Option 3: Stdlib ad hoc conversion

Implement a lightweight, stdlib-only validation layer using dataclasses.fields, typing.get_type_hints, and manual isinstance checks. JSON decoding via json.loads. Each model kind (dataclass, TypedDict, BaseModel) requires a dedicated code path. Return serialisation uses dataclasses.asdict or custom __dict__ traversal.
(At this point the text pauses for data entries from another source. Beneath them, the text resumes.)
PR #3363, opened 2026-05-26
fix: only send a single submission notification per user

Chartman123:
This deduplicates submission notifications by aggregating affected users and sending a single shared-submission activity per unique user, excluding the form owner so they only get the main submission notification.

### DIFF
--- a/lib/Service/FormsService.php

  • Advantages: Zero additional runtime dependencies; Full control over validation behaviour; no hidden Pydantic version constraints
  • Disadvantages: Significant implementation and maintenance surface: each model kind needs its own code path; Validation errors are low-quality without significant additional investment; No built-in support for nested models, generic aliases, or discriminated unions; Effectively reimplements a subset of Pydantic without benefit of its test suite or community; Schema generation for cos-bnq would require a separate, parallel implementation effort

Decision Matrix

Criterion Pydantic TypeAdapter JSON Schema only Stdlib ad hoc conversion
Zero new runtime dependencies 5 2 5
Coverage of first-wave model kinds 5 3 2
Actionable validation diagnostics 5 3 1
Runtime validation throughput 5 4 3
Schema generation readiness for cos-bnq 5 4 1
Implementation and maintenance burden 4 2 1

Scale: 1 (poor) to 5 (excellent)

Consequences

Positive

  • Handlers can declare rich typed parameters and return values using idiomatic Python type annotations; the framework handles all parsing and serialisation transparently.
  • Validation failures produce structured ValidationError objects with field-level paths, enabling precise error publishing and structured logging.
  • TypeAdapter caching means per-message validation overhead is dominated by JSON decode time, not schema compilation.
  • Payload annotations / Payload markers and the return annotation / state_model drive runtime validation and serialisation; payload_model is introspection metadata for documentation and tooling only. These same contract sources will drive schema generation in cos-bnq with no additional framework changes.
  • Backward compatibility is preserved: handlers using positional topic/payload str parameters continue to work as compatibility shims; typed binding is additive.

Negative

  • attrs model users must wrap their models in a Pydantic BaseModel or stdlib dataclass; attrs is not explicitly supported in the first wave.
  • A Pydantic v3 major release may require an adapter-layer migration; the TypeAdapter caching registry is the main coupling point.
  • Non-JSON payloads (e.g. plain text, binary protocols) must use explicit Message or raw str/bytes bindings; typed payload binding always assumes JSON and will fail with a clear diagnostic otherwise.